**What is needed**
Set down exactly, with nothing added, the lines from the one containing "PR #1190, opened 2023-11-14" through the end of the entries.

**Task inputs**
PR #1188, opened 2023-11-13
PYTHON-1368 Avoid installing DSE deps + executing DSE tests for Python 3.12

absurdfarce:


absurdfarce:
Test runs against DSE now complete normally after this change

PR #1190, opened 2023-11-14
Removed deprecated ez_setup file (use setup.py instead)

bschoening:
Easy_install and ez_setup.py were deprecated a while ago. Ez_setup.py hasn't been modified since 2014.

History for ez_setup.py
Commits on Apr 16, 2014
    Fix ez_setup
    Michael Figuiere committed on Apr 16, 2014
    Add License headers
    Michael Figuiere committed on Apr 16, 2014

**Completed task**
PR #1190, opened 2023-11-14
Removed deprecated ez_setup file (use setup.py instead)

bschoening:
Easy_install and ez_setup.py were deprecated a while ago. Ez_setup.py hasn't been modified since 2014.

History for ez_setup.py
Commits on Apr 16, 2014
    Fix ez_setup
    Michael Figuiere committed on Apr 16, 2014
    Add License headers
    Michael Figuiere committed on Apr 16, 2014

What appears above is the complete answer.